INCREASING PRODUCTIVITY AS THE WORKFORCE AGES: In both Europe and the United States, there’s a perfect storm of pressures that can only be addressed with robotics and automation. Industrialized economies face unprecedented stagnation in productivity. This hampers wage growth and limits companies’ abilities to expand. Already, robots have made a difference. Between 1993 to 2016, robots contributed to 10 percent GDP growth in Organization for Economic Cooperation and Development (OECD) countries. And, employers are turning to robotics to help address aging populations and historically low unemployment that have made it difficult to find workers.

CREATING JOBS WITH AUTOMATION: Businesses must use automation to lower costs and increase productivity to survive competition. Look at Amazon. The e-commerce powerhouse has aggressively implemented 200,000 robots in its distribution centers while adding more than 300,000 jobs, doubling its workforce. Companies shed jobs when they fail to keep up with their competition, not when they add robots. In fact, as robot sales have hit records, unemployment has fallen.

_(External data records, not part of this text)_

PR #3216, opened 2024-08-07
Prevent concurrent access to data in InMemoryPerProcess' resolveXXX methods

eduar-hte:
## what

Lock access to `InMemoryPerProcess`' data in `resolveXXX` methods.

## why

As reported in #3054, the `resolveXXX` methods in `InMemoryPerProcess` are not acquiring a lock/mutex to prevent concurrent access to the data structures that may be modified at the same time from other threads, and thus triggering undefined behaviour.

## changes

 * Replaced inheritance of `std::unordered_multimap` data structure with data member to prevent potential clients to use it without acquiring the mutex to protect concurrent access.
 * Updates to `InMemoryPerProcess::resolveFirst`
   * Updated the code to store the expired var in `expiredVars` to delete them after iterating over the range (and releasing the read lock, as `delIfExpired` needs to acquire it for exclusive access), as the current call to `delIfExpired` would invalidate the range triggering undefined behaviour on the followingiteration.
   * Noticed that in commit 118e1b3 the call to `delIfExpired` in this function is done using `it->second.getValue()` instead of `it->first`, which seems incorrect (based on similar code in other `resolveXXX` functions).
 * Updated `InMemoryPerProcess::delIfExpired` to use `std::find_if` (with a lambda that matches both the key and the `isExpired` condition) because the data structure is a multimap. The version introduced in commit 118e1b3 could find an entry (not necessarily the first, because the map is unordered) where `isExpired` is `false` and exit, while another entry could be expired.
 * Replaced pthreads lock with std C++11 `std::shared_mutex`
   * Provides exclusive/shared lock access so that multiple readers can access the data at the same time, but only one writer. this is used to favor query performance by allowing more concurrent access to the data until an update needs to be performed.
   * Simplifies acquisition and disposal of lock/mutex with std::lock_guard, which has RAII semantics.
   * NOTE: Because `std::shared_mutex` is not recursive, calls to another function that tries to acquire the lock will fail. Introduced `__store` & `__updateFirst` helper methods to workaround this.

### DIFF
--- a/build/win32/CMakeLists.txt
+++ b/build/win32/CMakeLists.txt
@@ -2,13 +2,13 @@ cmake_minimum_required(VERSION 3.24)
 
 set(BASE_DIR ${CMAKE_CURRENT_LIST_DIR}/../..)
 
-option(WITHOUT_LMDB    "Include LMDB support"    OFF)
-option(WITHOUT_LUA     "Include LUA support"     OFF)
-option(WITHOUT_LIBXML2 "Include LibXML2 support" OFF)
-option(WITHOUT_MAXMIND "Include MaxMind support" OFF)
-option(WITHOUT_CURL    "Include CURL support"    OFF)
+option(WITH_LMDB    "Include LMDB support"    OFF)
+option(WITH_LUA     "Include LUA support"     ON)
+option(WITH_LIBXML2 "Include LibXML2 support" ON)
+option(WITH_MAXMIND "Include MaxMind support" ON)
+option(WITH_CURL    "Include CURL support"    ON)
 
-option(USE_ASAN        "Build with Address Sanitizer" OFF)
+option(USE_ASAN     "Build with Address Sanitizer" OFF)
 
 # common compiler settings
 
@@ -93,17 +93,17 @@ set(HAVE_SSDEEP   0)    # should always be zero, no conan package available
 
 macro(enable_feature flag option)
   if(${option})
-    set(${flag} 0)
+    set(${flag} 1)  # ON
   else()
-    set(${flag} 1)
+    set(${flag} 0)  # OFF
   endif()
 endmacro()
 
-enable_feature(HAVE_LMDB ${WITHOUT_LMDB})
-enable_feature(HAVE_LUA ${WITHOUT_LUA})
-enable_feature(HAVE_LIBXML2 ${WITHOUT_LIBXML2})
-enable_feature(HAVE_MAXMIND ${WITHOUT_MAXMIND})
-enable_feature(HAVE_CURL ${WITHOUT_CURL})
+enable_feature(HAVE_LMDB ${WITH_LMDB})
+enable_feature(HAVE_LUA ${WITH_LUA})
+enable_feature(HAVE_LIBXML2 ${WITH_LIBXML2})
+enable_feature(HAVE_MAXMIND ${WITH_MAXMIND})
+enable_feature(HAVE_CURL ${WITH_CURL})
 
 include(${CMAKE_CURRENT_LIST_DIR}/ConfigureChecks.cmake)
 
--- a/build/win32/CMakeLists.txt
+++ b/build/win32/CMakeLists.txt
@@ -110,7 +110,6 @@ include(${CMAKE_CURRENT_LIST_DIR}/ConfigureChecks.cmake)
 configure_file(config.h.cmake ${BASE_DIR}/src/config.h)
 
 find_package(PCRE2 REQUIRED)
-find_package(PThreads4W REQUIRED)
 find_package(Poco REQUIRED)
 find_package(dirent REQUIRED)		# used only by tests (check dirent::dirent refernces)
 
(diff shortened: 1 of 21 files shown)


eduar-hte:
@airween: I took a look at the multithreaded example you mentioned [here](https://github.com/owasp-modsecurity/ModSecurity/issues/3054#issuecomment-2000320917) (and adapted it to align with the similar code in the `reading_logs_via_rule_message` example). I could run it successfully (even after adding more threads and requests).

Do you want me to upload it as part of this PR both as an example and also if you want to test some other rules to stress test this code?

airween:
@eduar-hte - please let us know if you finished the work on this PR.

Btw: have you seen the Sonarcloud's [notifications](https://sonarcloud.io/project/issues?id=owasp-modsecurity_ModSecurity&pullRequest=3216&issueStatuses=OPEN,CONFIRMED&sinceLeakPeriod=true)?

eduar-hte:
> @eduar-hte - please let us know if you finished the work on this PR.

I think I'm done with the changes, as I tried to limit them to introduce the `std::shared_mutex` to support exclusive & shared access to the data (protecting the areas that @martinhsv alluded to in #3054.

There is still this question I tried to ask you in [this previous comment](https://github.com/owasp-modsecurity/ModSecurity/pull/3216#issuecomment-2274342581) about whether we should add the multithreaded example you were working on in the context of that issue and that I reworked to align with the changes to the `reading_logs_via_rule_message` example.

> Btw: have you seen the Sonarcloud's [notifications](https://sonarcloud.io/project/issues?id=owasp-modsecurity_ModSecurity&pullRequest=3216&issueStatuses=OPEN,CONFIRMED&sinceLeakPeriod=true)?

Yes, I went through all of them.

Most of them (`Extract this nested code block into a separate function` & `Replace this declaration by a structured binding declaration`) are about the existing `InMemoryPerProcess` code, which I tried not to update to limit the changes in this PR to introducing the `std::shared_mutex`. However, because I had to introduce scopes to unlock the mutex before deleting expired entries, Sonarcloud looks at that as new/updated code.

Some of them (`Replace this use of "std::thread" with "std::jthread"`) are related to suggestions to use C++20 features, which we have to disregard as we're currently targeting C++17 (as I said before, it'd be nice to see how to change Sonarcloud's project configuration for ModSecurity to report issues targeting C++17 instead).

airween:
> Do you want me to upload it as part of this PR both as an example and also if you want to test some other rules to stress test this code?

Yes, I think that would be fine - thanks!

build/win32/CMakeLists.txt
```diff
@@ -2,13 +2,13 @@ cmake_minimum_required(VERSION 3.24)
 
 set(BASE_DIR ${CMAKE_CURRENT_LIST_DIR}/../..)
 
-option(WITHOUT_LMDB    "Include LMDB support"    OFF)
-option(WITHOUT_LUA     "Include LUA support"     OFF)
-option(WITHOUT_LIBXML2 "Include LibXML2 support" OFF)
-option(WITHOUT_MAXMIND "Include MaxMind support" OFF)
-option(WITHOUT_CURL    "Include CURL support"    OFF)
+option(WITH_LMDB    "Include LMDB support"    OFF)
```
airween, line 5: I'm not familiar in Cmake, but if the option's first argument is `WITH_`, why is the third is `OFF`? By the other flags it the 1st is `WITH_`, then the last one is `ON`.

airween:
> > Do you want me to upload it as part of this PR both as an example and also if you want to test some other rules to stress test this code?
> 
> Yes, I think that would be fine - thanks!

@eduar-hte sorry, seems you've already uploaded with commit 3d9027b3 - thanks.

airween (dismissed):
LGTM - thanks for this very impressive PR.

eduar-hte:
> @eduar-hte sorry, seems you've already uploaded with commit [3d9027b](https://github.com/owasp-modsecurity/ModSecurity/commit/3d9027b3c10160f8cdbd27f79058130bb7f463b2) - thanks.

No, those were updates to the existing example, `reading_logs_via_rule_message`, which is multithreaded.

I've just uploaded your test from #3054 (and rewritten it to use libModSecurity C++ API and `std::thread`, to align it with the changes to the other example).

build/win32/CMakeLists.txt
eduar-hte: I transformed the options from WITHOUT_XXX to WITH_XXX to make them easier to use (and not have to think about double negatives to include a feature or not).

At the same time, while working on this PR I noticed that the default Windows build was using LMDB instead of the in-memory backend for collections, which is the default for non-Windows platforms. So I adjusted this to align them (and thus changed the GitHub workflow too, to align the names of the configurations).

eduar-hte:
> @eduar-hte - please let us know if you finished the work on this PR.

@airween - this is now done. when this is merged, issue #3054 should be closed.

airween (approved):

airween (approved):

GLOBAL COMPETITORS AREN’T STANDING STILL: Under its “Made in China 2025” initiative, the Chinese will invest $300 billion in their manufacturing and automation technologies. China wants to dominate the fields of robotics, artificial intelligence, 5G and quantum computing. In South Korea, there are already 710 robots for every 10,000 manufacturing workers. (The international average is just 85 per 10,000 workers.)

HOW DO YOU DEFINE A “ROBOT,” ANYWAY? Is a cash machine a robot? How about that self-driving car? Digital schedules have replaced administrative assistants. Is that iPhone calendar a robot? Just imagine the complex definitions and regulations that would need to go into such a tax.

In the end, the last thing governments should do is reduce the incentive for companies to invest in new technologies. Innovation won’t just solve business problems. It will help us make the world better. Robots will help us grow more food with fewer chemicals. They are removing dull and dangerous jobs from our workforce, freeing time for human creativity. Robot surgeons will assist doctors to save the lives of more patients.

But we must embrace our future. We must not let reckless and impractical taxes on robots stand in the way.